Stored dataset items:
=====
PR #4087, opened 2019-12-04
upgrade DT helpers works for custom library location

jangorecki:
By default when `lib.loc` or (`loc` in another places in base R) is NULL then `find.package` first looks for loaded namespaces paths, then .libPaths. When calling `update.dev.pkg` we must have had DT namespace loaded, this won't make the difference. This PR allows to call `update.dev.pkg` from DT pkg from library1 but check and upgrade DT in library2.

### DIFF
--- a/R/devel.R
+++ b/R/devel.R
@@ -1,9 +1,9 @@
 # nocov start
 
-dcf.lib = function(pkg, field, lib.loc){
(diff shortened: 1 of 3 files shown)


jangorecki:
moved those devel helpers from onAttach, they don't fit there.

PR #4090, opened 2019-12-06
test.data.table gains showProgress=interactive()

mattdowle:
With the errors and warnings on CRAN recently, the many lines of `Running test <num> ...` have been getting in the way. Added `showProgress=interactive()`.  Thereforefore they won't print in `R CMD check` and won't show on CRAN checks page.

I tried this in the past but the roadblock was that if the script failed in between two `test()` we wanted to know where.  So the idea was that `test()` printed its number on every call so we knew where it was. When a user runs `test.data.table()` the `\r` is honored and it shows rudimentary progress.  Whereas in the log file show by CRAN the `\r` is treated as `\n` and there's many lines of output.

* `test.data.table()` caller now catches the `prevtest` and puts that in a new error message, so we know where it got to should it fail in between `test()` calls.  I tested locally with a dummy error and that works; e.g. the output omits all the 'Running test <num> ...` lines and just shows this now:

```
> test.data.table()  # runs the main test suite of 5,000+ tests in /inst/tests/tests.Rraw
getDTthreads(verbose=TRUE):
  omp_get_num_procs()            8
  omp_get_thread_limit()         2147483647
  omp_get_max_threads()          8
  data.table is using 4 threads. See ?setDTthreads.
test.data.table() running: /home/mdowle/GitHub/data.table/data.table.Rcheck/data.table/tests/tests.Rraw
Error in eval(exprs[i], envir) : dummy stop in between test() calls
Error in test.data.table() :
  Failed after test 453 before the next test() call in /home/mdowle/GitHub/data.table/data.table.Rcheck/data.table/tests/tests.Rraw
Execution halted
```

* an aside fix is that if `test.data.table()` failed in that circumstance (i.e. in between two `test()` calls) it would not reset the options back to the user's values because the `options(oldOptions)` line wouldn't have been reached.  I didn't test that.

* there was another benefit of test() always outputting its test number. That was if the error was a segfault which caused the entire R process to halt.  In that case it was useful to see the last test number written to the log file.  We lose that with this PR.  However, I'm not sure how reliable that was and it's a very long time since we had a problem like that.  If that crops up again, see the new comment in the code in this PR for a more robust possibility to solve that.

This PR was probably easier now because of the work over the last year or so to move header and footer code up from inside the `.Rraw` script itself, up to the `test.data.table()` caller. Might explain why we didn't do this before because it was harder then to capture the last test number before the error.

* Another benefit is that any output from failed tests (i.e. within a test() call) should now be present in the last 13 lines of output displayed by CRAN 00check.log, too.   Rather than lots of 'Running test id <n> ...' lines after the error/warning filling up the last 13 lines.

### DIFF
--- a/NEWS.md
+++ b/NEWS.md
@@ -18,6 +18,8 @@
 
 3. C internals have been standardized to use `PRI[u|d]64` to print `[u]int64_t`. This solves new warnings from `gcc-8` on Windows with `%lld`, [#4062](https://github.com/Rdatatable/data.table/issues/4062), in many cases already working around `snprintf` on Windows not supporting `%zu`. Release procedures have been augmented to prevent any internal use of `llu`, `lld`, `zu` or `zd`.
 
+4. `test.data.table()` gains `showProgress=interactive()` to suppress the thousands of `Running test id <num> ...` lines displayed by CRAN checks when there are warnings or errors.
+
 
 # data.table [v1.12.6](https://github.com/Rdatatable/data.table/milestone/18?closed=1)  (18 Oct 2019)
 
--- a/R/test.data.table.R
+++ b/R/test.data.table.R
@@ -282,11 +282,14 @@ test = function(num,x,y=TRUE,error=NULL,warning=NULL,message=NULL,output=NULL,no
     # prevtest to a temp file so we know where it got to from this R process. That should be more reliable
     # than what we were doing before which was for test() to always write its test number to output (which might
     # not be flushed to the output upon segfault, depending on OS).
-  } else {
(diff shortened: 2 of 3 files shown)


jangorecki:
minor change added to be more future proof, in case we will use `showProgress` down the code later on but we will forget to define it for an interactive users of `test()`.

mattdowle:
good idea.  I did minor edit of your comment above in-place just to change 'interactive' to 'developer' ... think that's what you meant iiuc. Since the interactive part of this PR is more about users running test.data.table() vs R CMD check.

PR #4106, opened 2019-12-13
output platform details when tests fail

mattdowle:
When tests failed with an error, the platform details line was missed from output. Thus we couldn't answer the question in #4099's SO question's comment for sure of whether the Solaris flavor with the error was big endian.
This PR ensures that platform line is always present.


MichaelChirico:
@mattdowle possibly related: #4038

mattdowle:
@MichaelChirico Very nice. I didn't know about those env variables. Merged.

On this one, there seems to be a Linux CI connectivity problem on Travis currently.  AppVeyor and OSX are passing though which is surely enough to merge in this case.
=====
▶ _Problem to solve_
Repeat the records above exactly, from the first line to the last.

▶ _Response below_
PR #4087, opened 2019-12-04
upgrade DT helpers works for custom library location

jangorecki:
By default when `lib.loc` or (`loc` in another places in base R) is NULL then `find.package` first looks for loaded namespaces paths, then .libPaths. When calling `update.dev.pkg` we must have had DT namespace loaded, this won't make the difference. This PR allows to call `update.dev.pkg` from DT pkg from library1 but check and upgrade DT in library2.

### DIFF
--- a/R/devel.R
+++ b/R/devel.R
@@ -1,9 +1,9 @@
 # nocov start
 
-dcf.lib = function(pkg, field, lib.loc){
(diff shortened: 1 of 3 files shown)


jangorecki:
moved those devel helpers from onAttach, they don't fit there.

PR #4090, opened 2019-12-06
test.data.table gains showProgress=interactive()

mattdowle:
With the errors and warnings on CRAN recently, the many lines of `Running test <num> ...` have been getting in the way. Added `showProgress=interactive()`.  Thereforefore they won't print in `R CMD check` and won't show on CRAN checks page.

I tried this in the past but the roadblock was that if the script failed in between two `test()` we wanted to know where.  So the idea was that `test()` printed its number on every call so we knew where it was. When a user runs `test.data.table()` the `\r` is honored and it shows rudimentary progress.  Whereas in the log file show by CRAN the `\r` is treated as `\n` and there's many lines of output.

* `test.data.table()` caller now catches the `prevtest` and puts that in a new error message, so we know where it got to should it fail in between `test()` calls.  I tested locally with a dummy error and that works; e.g. the output omits all the 'Running test <num> ...` lines and just shows this now:

```
> test.data.table()  # runs the main test suite of 5,000+ tests in /inst/tests/tests.Rraw
getDTthreads(verbose=TRUE):
  omp_get_num_procs()            8
  omp_get_thread_limit()         2147483647
  omp_get_max_threads()          8
  data.table is using 4 threads. See ?setDTthreads.
test.data.table() running: /home/mdowle/GitHub/data.table/data.table.Rcheck/data.table/tests/tests.Rraw
Error in eval(exprs[i], envir) : dummy stop in between test() calls
Error in test.data.table() :
  Failed after test 453 before the next test() call in /home/mdowle/GitHub/data.table/data.table.Rcheck/data.table/tests/tests.Rraw
Execution halted
```

* an aside fix is that if `test.data.table()` failed in that circumstance (i.e. in between two `test()` calls) it would not reset the options back to the user's values because the `options(oldOptions)` line wouldn't have been reached.  I didn't test that.

* there was another benefit of test() always outputting its test number. That was if the error was a segfault which caused the entire R process to halt.  In that case it was useful to see the last test number written to the log file.  We lose that with this PR.  However, I'm not sure how reliable that was and it's a very long time since we had a problem like that.  If that crops up again, see the new comment in the code in this PR for a more robust possibility to solve that.

This PR was probably easier now because of the work over the last year or so to move header and footer code up from inside the `.Rraw` script itself, up to the `test.data.table()` caller. Might explain why we didn't do this before because it was harder then to capture the last test number before the error.

* Another benefit is that any output from failed tests (i.e. within a test() call) should now be present in the last 13 lines of output displayed by CRAN 00check.log, too.   Rather than lots of 'Running test id <n> ...' lines after the error/warning filling up the last 13 lines.

### DIFF
--- a/NEWS.md
+++ b/NEWS.md
@@ -18,6 +18,8 @@
 
 3. C internals have been standardized to use `PRI[u|d]64` to print `[u]int64_t`. This solves new warnings from `gcc-8` on Windows with `%lld`, [#4062](https://github.com/Rdatatable/data.table/issues/4062), in many cases already working around `snprintf` on Windows not supporting `%zu`. Release procedures have been augmented to prevent any internal use of `llu`, `lld`, `zu` or `zd`.
 
+4. `test.data.table()` gains `showProgress=interactive()` to suppress the thousands of `Running test id <num> ...` lines displayed by CRAN checks when there are warnings or errors.
+
 
 # data.table [v1.12.6](https://github.com/Rdatatable/data.table/milestone/18?closed=1)  (18 Oct 2019)
 
--- a/R/test.data.table.R
+++ b/R/test.data.table.R
@@ -282,11 +282,14 @@ test = function(num,x,y=TRUE,error=NULL,warning=NULL,message=NULL,output=NULL,no
     # prevtest to a temp file so we know where it got to from this R process. That should be more reliable
     # than what we were doing before which was for test() to always write its test number to output (which might
     # not be flushed to the output upon segfault, depending on OS).
-  } else {
(diff shortened: 2 of 3 files shown)


jangorecki:
minor change added to be more future proof, in case we will use `showProgress` down the code later on but we will forget to define it for an interactive users of `test()`.

mattdowle:
good idea.  I did minor edit of your comment above in-place just to change 'interactive' to 'developer' ... think that's what you meant iiuc. Since the interactive part of this PR is more about users running test.data.table() vs R CMD check.

PR #4106, opened 2019-12-13
output platform details when tests fail

mattdowle:
When tests failed with an error, the platform details line was missed from output. Thus we couldn't answer the question in #4099's SO question's comment for sure of whether the Solaris flavor with the error was big endian.
This PR ensures that platform line is always present.


MichaelChirico:
@mattdowle possibly related: #4038

mattdowle:
@MichaelChirico Very nice. I didn't know about those env variables. Merged.

On this one, there seems to be a Linux CI connectivity problem on Travis currently.  AppVeyor and OSX are passing though which is surely enough to merge in this case.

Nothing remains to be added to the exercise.